(Record excerpts)
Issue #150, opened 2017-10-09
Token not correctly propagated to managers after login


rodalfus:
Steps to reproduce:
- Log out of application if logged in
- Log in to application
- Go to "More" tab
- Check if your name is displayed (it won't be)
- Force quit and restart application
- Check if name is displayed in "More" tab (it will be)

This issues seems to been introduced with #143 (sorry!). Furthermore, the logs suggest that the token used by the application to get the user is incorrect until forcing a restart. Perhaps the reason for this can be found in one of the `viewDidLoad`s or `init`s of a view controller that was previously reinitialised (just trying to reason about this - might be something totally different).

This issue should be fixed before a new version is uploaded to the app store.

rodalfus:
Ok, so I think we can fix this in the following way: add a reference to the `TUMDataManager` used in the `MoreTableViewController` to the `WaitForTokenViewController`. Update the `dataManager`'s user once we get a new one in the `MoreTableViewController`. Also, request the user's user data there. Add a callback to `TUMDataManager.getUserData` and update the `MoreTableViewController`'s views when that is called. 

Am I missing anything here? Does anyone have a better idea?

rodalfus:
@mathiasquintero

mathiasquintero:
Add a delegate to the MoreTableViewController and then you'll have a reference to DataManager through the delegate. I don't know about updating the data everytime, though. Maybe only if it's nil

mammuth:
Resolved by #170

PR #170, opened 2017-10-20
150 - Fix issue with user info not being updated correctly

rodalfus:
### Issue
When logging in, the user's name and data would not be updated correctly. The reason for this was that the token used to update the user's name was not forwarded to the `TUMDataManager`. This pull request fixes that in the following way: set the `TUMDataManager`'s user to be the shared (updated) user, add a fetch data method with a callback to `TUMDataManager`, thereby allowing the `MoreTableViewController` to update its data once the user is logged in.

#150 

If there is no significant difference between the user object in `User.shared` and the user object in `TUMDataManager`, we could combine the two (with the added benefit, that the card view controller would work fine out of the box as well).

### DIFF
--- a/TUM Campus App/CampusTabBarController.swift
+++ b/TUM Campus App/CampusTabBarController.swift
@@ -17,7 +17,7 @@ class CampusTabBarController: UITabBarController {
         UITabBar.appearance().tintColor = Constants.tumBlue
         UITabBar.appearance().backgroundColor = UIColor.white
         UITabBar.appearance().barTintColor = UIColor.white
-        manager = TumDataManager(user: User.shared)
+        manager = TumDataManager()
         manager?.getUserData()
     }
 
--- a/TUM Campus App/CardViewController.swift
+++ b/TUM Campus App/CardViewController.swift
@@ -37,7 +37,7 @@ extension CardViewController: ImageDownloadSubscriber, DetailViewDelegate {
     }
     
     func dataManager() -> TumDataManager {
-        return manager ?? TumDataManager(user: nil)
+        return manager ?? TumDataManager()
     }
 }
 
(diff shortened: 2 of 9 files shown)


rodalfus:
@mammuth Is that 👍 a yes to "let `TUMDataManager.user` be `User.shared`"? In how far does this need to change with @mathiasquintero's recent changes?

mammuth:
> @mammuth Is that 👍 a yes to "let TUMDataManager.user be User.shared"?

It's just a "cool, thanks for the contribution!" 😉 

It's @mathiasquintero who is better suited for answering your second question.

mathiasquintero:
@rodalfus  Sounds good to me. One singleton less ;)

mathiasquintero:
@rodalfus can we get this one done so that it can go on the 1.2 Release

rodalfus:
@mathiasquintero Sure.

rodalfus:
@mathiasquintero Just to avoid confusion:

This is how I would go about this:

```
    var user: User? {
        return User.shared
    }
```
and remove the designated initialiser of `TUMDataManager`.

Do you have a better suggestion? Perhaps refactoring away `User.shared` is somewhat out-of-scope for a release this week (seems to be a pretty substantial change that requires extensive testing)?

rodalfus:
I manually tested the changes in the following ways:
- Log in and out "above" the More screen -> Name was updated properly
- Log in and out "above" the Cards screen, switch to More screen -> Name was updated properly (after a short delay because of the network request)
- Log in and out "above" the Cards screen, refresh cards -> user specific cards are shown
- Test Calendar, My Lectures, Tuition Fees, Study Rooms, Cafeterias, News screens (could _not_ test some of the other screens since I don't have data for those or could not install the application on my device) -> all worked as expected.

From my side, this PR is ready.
(End Record excerpts)
# Problem requirements:
Copy out all lines from the records where the word "would" appears.

# Final answer:
When logging in, the user's name and data would not be updated correctly. The reason for this was that the token used to update the user's name was not forwarded to the `TUMDataManager`. This pull request fixes that in the following way: set the `TUMDataManager`'s user to be the shared (updated) user, add a fetch data method with a callback to `TUMDataManager`, thereby allowing the `MoreTableViewController` to update its data once the user is logged in.
If there is no significant difference between the user object in `User.shared` and the user object in `TUMDataManager`, we could combine the two (with the added benefit, that the card view controller would work fine out of the box as well).
This is how I would go about this:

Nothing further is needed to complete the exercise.